Daniel Larue Johnson (b. 1938, Los Angeles, CA – d. 2017, New York, USA) has produced a significant and varied body of work that includes paintings, drawings, prints and large-scale...
Daniel Larue Johnson (b. 1938, Los Angeles, CA – d. 2017, New York, USA) has produced a significant and varied body of work that includes paintings, drawings, prints and large-scale sculptures, ranging from Hard Edge abstraction and politically-charged assemblage to Minimalist and Post-Minimalist forms. Johnson received a BFA from the Chouinard Art Institute (now California Institute of the Arts), where he became part of a pioneering community of artists engaging politically and creatively with the Civil Rights movement.

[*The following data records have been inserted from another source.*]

PR #306, opened 2025-03-04
Add `get_sat_model` and improve `model` documentation

### LINKED ISSUE #304: add `check` into `model`
A typical code asking for a model will look like:

```ocaml
match Solver.check_set s pc with
| `Sat -> begin
  match Solver.model ?symbols s with
  | None -> assert false
  | Some model -> model
  end
| `Unsat -> assert false
| `Unknown -> assert false
```

Because it is actually *required* to call `check` or `check_set` before calling `model`. (Can you confirm this is right?)

I would like not to have to think about this for two reasons: it is easy to forget, and it is easy to remove the call by doing some kind of optimization (for instance, memoizing the call to check :-)).

Would you be OK about either adding a call to `check[_set]` to `model` or adding a new function that does so?

filipeom:
- Add comprehensive documentation for new `get_sat_model` function
- Improve clarity and structure of `model` documentation
- Add cross-references between `model` and `get_sat_model`
- Clarify usage for cached vs. non-cached solvers

Closes #304

### DIFF
--- a/src/smtml/solver.ml
+++ b/src/smtml/solver.ml
@@ -55,6 +55,16 @@ module Base (M : Mappings_intf.S) = struct
   let model ?(symbols : Symbol.t list option) (s : M.solver) : Model.t option =
     let+ model = M.Solver.model s in
     M.values_of_model ?symbols model
+
+  let get_sat_model ?symbols s set =
+    match check_set s set with
+    | `Sat -> (
+      match model ?symbols s with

In the early 1960s whilst still living in California, Johnson was making assemblage works – graphic, dioramic constructions of objects, often repainted in black. At this time, which is referred to as his “black box” period, Johnson was part of a pioneering community of artists engaging politically and creatively with the Civil Rights movement. These works question the treatment of civil rights protestors from a personal perspective. In 1964, Johnson was invited by John Weber to participate in an exhibition entitled Boxes at Dwan Gallery, which presented his confrontational assemblages alongside modernists such as Marcel Duchamp and Kurt Schwitters.
In 1965 Johnson was awarded a Guggenheim Fellowship, the grant allowed him to move to Paris where he studied under Alberto Giacometti. Following Giacometti’s death in 1966, he returned to the United States with his family, settling in New York City. The artist’s return to the US coincided with a shift in the focus of his work. Immersed in New York’s dynamic creative environment, Johnson abandoned his assemblage “black boxes” to instead focus on colourful abstract paintings and minimalist sculptures, more aligned with a New York aesthetic.
Johnson produced the Sunrise Series during a visit to Guadeloupe in the summer of 1979. These works mark a moment of transformation in Johnson’s art, moving away from the hard-edged geometry of his colour-field paintings and minimalist sculptures towards a purer exploration of colour. Johnson has described the way in which this change in direction ‘emanated from […] my visits to the beautiful island of Guadeloupe, French West Indies, with hundreds of new dazzling colors that ultimately led me to Saint Croix […] to discover more beautiful colors.’ This new direction is also consciously rooted in the great tradition of Western colour field painting, which has always been intimately tied to nature and landscape, from Monet to the atmospheric canvases of the Abstract Expressionists.
Rendered in vivid ink and pastel, these intimate works on paper explore the unstable boundary between representation and abstraction, an ongoing theme in Johnson’s work on multiple scales and in different media. These drawings evoke a bright, vibrant summer sunlight – as observed, perhaps, through cracks in window shutters – and yet remain resolutely abstract and minimal: a series of evenly spaced, simple blocks of colour.